Records excerpted from a collection:
Issue #3702, opened 2024-07-04
Support prometheus range queries


mclarke47:
# Summary/Use Cases

Currently the prometheus provider uses the `Query` method which corresponds to the ["instant query" `/query`](https://prometheus.io/docs/prometheus/latest/querying/api/#instant-queries) endpoint in prometheus. This endpoint returns the latest value for a time series and so works well when the prometheus query provided boils down the query result to a single value which can then be checked in the `successCondition`/`failureCondition`. 

However it would great to also support [range queries](https://prometheus.io/docs/prometheus/latest/querying/api/#range-queries) which would return multiple results for a time series and thus might be more intuitive for users to understand and write queries for as it's more graph like, than query which is a single point in time.

Likely changes:

- Update the prometheus provider to add configuration of a time range required by the [QueryRange](https://github.com/prometheus/client_golang/blob/1a5f005c914eee4a9f0adf5b0fb19007683a6d99/api/prometheus/v1/api.go#L484) method in the prometheus client. Not 100% clear on this API design, interested in input from the maintainers.
- Update the run method of [the provider](https://github.com/argoproj/argo-rollouts/blob/590206b9bca395a3a71244fd0384c6e1d74585b8/metricproviders/prometheus/prometheus.go#L69) to use `QueryRange` when the time range above is set in the prometheus provider 
- Update docs, we'll need to highlight that since we are returning multiple results notation similar to `all(result, # > {{args.threshold}})` will be necessary

Am willing to submit a PR with guidance 🙏 

---

**Message from the maintainers**:

Impacted by this bug? Give it a 👍. We prioritize the issues with the most 👍.

PR #3704, opened 2024-07-04
feat(metricprovider): add prometheus range query support

mclarke47:
fixes: https://github.com/argoproj/argo-rollouts/issues/3702

Checklist:


mclarke47:
It would be nice if we could parameterize `lookBackDuration` through args also, but not 100% sure how to do this

mclarke47:
Query ranges are syntactic sugar for the query endpoint as it says in that blog post. However I think there are 2 main benefits to adding query ranges: 

* They allow writing queries similar to how they are viewed in graphs and so IMO makes it more intuitive, and you can re-use queries from other sources without needing to first convert them to queries that would work with the query endpoint
* Query ranges support the step argument which allows you to specify the windows in which the queries over the range are executed so you get a little more control over how the data it returned from prometheus

zachaller:
That's fair, I do see it being a bit easier to reason about, also do you think it make sense to expose the start and end parameters vs hiding that behind `lookBackDuration`?

mclarke47:
I think that's would be good, although it should probably be relative to `time.Now()` otherwise we would be hard coding a datetime which seems not very useful.

@zachaller is there a way to access args of the analysis template inside the provider so that we can parameterize things?

zachaller:
> I think that's would be good, although it should probably be relative to `time.Now()` otherwise we would be hard coding a datetime which seems not very useful.
> 
> @zachaller is there a way to access args of the analysis template inside the provider so that we can parameterize things?

Pretty sure this works today because we do things like:
```
provider:
        prometheus:
          address: "http://prometheus:{{args.prometheus-port}}"
          query: |-
            (quantile(0.5, quantile_over_time(0.5, namespace_pod_cpu_utilization{namespace="{{args.namespace}}", pod=~".*-{{args.canary-hash}}-.*"}[11m])))
```

Might be worth checking if it still works with your code as well just incase the template system explicity looks for those fields etc.

IvanManz (approved):

mclarke47:
Will double check if this already works

mclarke47:
Confirming:

```
...
  - name: lookback_duration
    value: "5m"
  - name: lookback_step
    value: "1m"
...    
    provider:
      prometheus:
        rangeQuery:
          lookBackDuration: "{{args.lookback_duration}}"
          step: "{{args.lookback_step}}"
...          
```
does work

mclarke47:
There are time functions in [expr](https://expr-lang.org/docs/language-definition#date-functions), I'm going to change the API to be start/end/step, with start's default being `now()`. I'll test this out then update the docs.

mclarke47:
hmmm, it seems this expression logic is only evaluated in success/failure conditions not in the actual fields of the provider, only args substitution works there.

I could:

* Stick with a lookback duration as is currently implemented
* Put in some logic to Evaluate these fields with `util/evaluate`

WDYT @zachaller?


Screenshot 2024-07-08 at 2 15 10 PM

mclarke47:
Hey @zachaller, I pushed that change to treat the start/end fields as expr expressions. 🙏

utils/evaluate/evaluate.go
```diff
@@ -56,6 +57,41 @@ func EvaluateResult(result any, metric v1alpha1.Metric, logCtx logrus.Entry) (v1
 	return v1alpha1.AnalysisPhaseSuccessful, nil
 }
 
+func EvalTime(expression string) (time.Time, error) {
+	var err error
+
+	env := map[string]any{
+		"asInt":   asInt,
+		"asFloat": asFloat,
```
zachaller, line 65: Let's remove asInt, asFloat and just use the built in funcs https://expr-lang.org/docs/language-definition#int

utils/evaluate/evaluate.go
```diff
@@ -56,6 +57,41 @@ func EvaluateResult(result any, metric v1alpha1.Metric, logCtx logrus.Entry) (v1
...
+	output, err := expr.Run(program, env)
+	if err != nil {
+		return time.Time{}, unwrapFileErr(err)
+	}
+
+	switch val := output.(type) {
+	case time.Time:
+		return val, nil
+	default:
+		return time.Time{}, fmt.Errorf("expected string, but got %T", val)
```
zachaller, line 91: expected time.Time

metricproviders/prometheus/prometheus.go
```diff
@@ -112,29 +136,51 @@ func (p *Provider) GarbageCollect(run *v1alpha1.AnalysisRun, metric v1alpha1.Met
...
 
+func sampleValuesToFloatSlice(SampleValues []model.SampleValue) []float64 {
+	results := make([]float64, 0, len(SampleValues))
+	for _, s := range SampleValues {
+		results = append(results, float64(s))
+	}
+	return results
+}
+
+func sampleValuesToResultStr(SampleValues []model.SampleValue) string {
```
zachaller, line 147: Can we lowercase SampleValues

zachaller:
Just a few small changes then this LGTM

metricproviders/prometheus/prometheus.go
mclarke47: fixed!

metricproviders/prometheus/prometheus.go
```diff
@@ -112,29 +136,51 @@ func (p *Provider) GarbageCollect(run *v1alpha1.AnalysisRun, metric v1alpha1.Met
 	return nil
 }
 
+func sampleValuesToFloatSlice(SampleValues []model.SampleValue) []float64 {
```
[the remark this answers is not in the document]
mclarke47: fixed!

utils/evaluate/evaluate.go
mclarke47: fixed!

utils/evaluate/evaluate.go
mclarke47: fixed!

mclarke47:
@zachaller have address your comments 🙏

zachaller:
Thank you for the contribution!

● **YOUR OBJECTIVE**
The lines to extract from the data above begin with the line containing "Currently the prometheus" and end with the line containing "- Update the prometheus". Extract them exactly, including both.

● **PROBLEM SOLUTION**
Currently the prometheus provider uses the `Query` method which corresponds to the ["instant query" `/query`](https://prometheus.io/docs/prometheus/latest/querying/api/#instant-queries) endpoint in prometheus. This endpoint returns the latest value for a time series and so works well when the prometheus query provided boils down the query result to a single value which can then be checked in the `successCondition`/`failureCondition`. 

However it would great to also support [range queries](https://prometheus.io/docs/prometheus/latest/querying/api/#range-queries) which would return multiple results for a time series and thus might be more intuitive for users to understand and write queries for as it's more graph like, than query which is a single point in time.

Likely changes:

- Update the prometheus provider to add configuration of a time range required by the [QueryRange](https://github.com/prometheus/client_golang/blob/1a5f005c914eee4a9f0adf5b0fb19007683a6d99/api/prometheus/v1/api.go#L484) method in the prometheus client. Not 100% clear on this API design, interested in input from the maintainers.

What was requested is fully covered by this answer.